EXERCISE REQUIREMENTS: Every entry needs to be repeated exactly, with nothing left out.

DATA FOR REVIEW:
PR #18300, opened 2024-12-10
Unify padding parsers, make SUI operate on struct `Thickness`

DHowett:
The code in #17909 was not completely right for padding values with fewer than four components, and it was doing some fragile string math (that is: if you wanted to change the third element in the padding it would parse out the whole thing, edit the third value, and then format it again).

This pull request moves the control's padding parser into cppwinrt_utils (for lack of a better place) and makes the settings UI use it to parse the padding out into a `Thickness` as early as possible. Then, the controls operate directly on the Thickness' members rather than parsing the padding string again.

To handle two-way serialization properly, we also required a function that converts a thickness back into a reduced string representation (i.e. when all four values are N, it will return "N").

As a bonus, this pull request also:
- removes another use of `std::getline`
- fixes an issue where resetting the padding would change it (infinitesimally) and cause it to be set again
- adds a readout of the current padding value in the expander itself
- removes `MaxValueFromPaddingString`, which was apparently unused


src/cascadia/TerminalSettingsEditor/ProfileViewModel.cpp
```diff
@@ -104,150 +105,65 @@ namespace winrt::Microsoft::Terminal::Settings::Editor::implementation
...
+        _parsedPadding = StringToXamlThickness(_profile.Padding());
         _defaultAppearanceViewModel.IsDefault(true);
     }
 
     void ProfileViewModel::LeftPadding(double value) noexcept
     {
-        const hstring& padding = _GetNewPadding(PaddingDirection::Left, value);
-
-        Padding(padding);
+        if (std::abs(_parsedPadding.Left - value) >= .0001)
```
DHowett, line 114: @lhecker I was so horribly indoctrinated at a young age - this can't STILL be right, can it?

src/cascadia/inc/cppwinrt_utils.h
```diff
@@ -288,4 +288,63 @@ std::vector<wil::com_ptr<T>> SafeArrayToOwningVector(SAFEARRAY* safeArray)
...
+        {
+            if (t.Top == t.Left)
+            {
+                return ::winrt::hstring{ fmt::format(FMT_COMPILE(L"{}"), t.Left) };
+            }
+            return ::winrt::hstring{ fmt::format(FMT_COMPILE(L"{},{}"), t.Left, t.Top) };
+        }
+        // fall through
+    }
+    return ::winrt::hstring{ fmt::format(FMT_COMPILE(L"{},{},{},{}"), t.Left, t.Top, t.Right, t.Bottom) };
```
DHowett, line 309: open Q: does this need a width specifier?

DHowett (commented):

RESULT:
PR #18300, opened 2024-12-10
Unify padding parsers, make SUI operate on struct `Thickness`

DHowett:
The code in #17909 was not completely right for padding values with fewer than four components, and it was doing some fragile string math (that is: if you wanted to change the third element in the padding it would parse out the whole thing, edit the third value, and then format it again).

This pull request moves the control's padding parser into cppwinrt_utils (for lack of a better place) and makes the settings UI use it to parse the padding out into a `Thickness` as early as possible. Then, the controls operate directly on the Thickness' members rather than parsing the padding string again.

To handle two-way serialization properly, we also required a function that converts a thickness back into a reduced string representation (i.e. when all four values are N, it will return "N").

As a bonus, this pull request also:
- removes another use of `std::getline`
- fixes an issue where resetting the padding would change it (infinitesimally) and cause it to be set again
- adds a readout of the current padding value in the expander itself
- removes `MaxValueFromPaddingString`, which was apparently unused


src/cascadia/TerminalSettingsEditor/ProfileViewModel.cpp
```diff
@@ -104,150 +105,65 @@ namespace winrt::Microsoft::Terminal::Settings::Editor::implementation
...
+        _parsedPadding = StringToXamlThickness(_profile.Padding());
         _defaultAppearanceViewModel.IsDefault(true);
     }
 
     void ProfileViewModel::LeftPadding(double value) noexcept
     {
-        const hstring& padding = _GetNewPadding(PaddingDirection::Left, value);
-
-        Padding(padding);
+        if (std::abs(_parsedPadding.Left - value) >= .0001)
```
DHowett, line 114: @lhecker I was so horribly indoctrinated at a young age - this can't STILL be right, can it?

src/cascadia/inc/cppwinrt_utils.h
```diff
@@ -288,4 +288,63 @@ std::vector<wil::com_ptr<T>> SafeArrayToOwningVector(SAFEARRAY* safeArray)
...
+        {
+            if (t.Top == t.Left)
+            {
+                return ::winrt::hstring{ fmt::format(FMT_COMPILE(L"{}"), t.Left) };
+            }
+            return ::winrt::hstring{ fmt::format(FMT_COMPILE(L"{},{}"), t.Left, t.Top) };
+        }
+        // fall through
+    }
+    return ::winrt::hstring{ fmt::format(FMT_COMPILE(L"{},{},{},{}"), t.Left, t.Top, t.Right, t.Bottom) };
```
DHowett, line 309: open Q: does this need a width specifier?

DHowett (commented):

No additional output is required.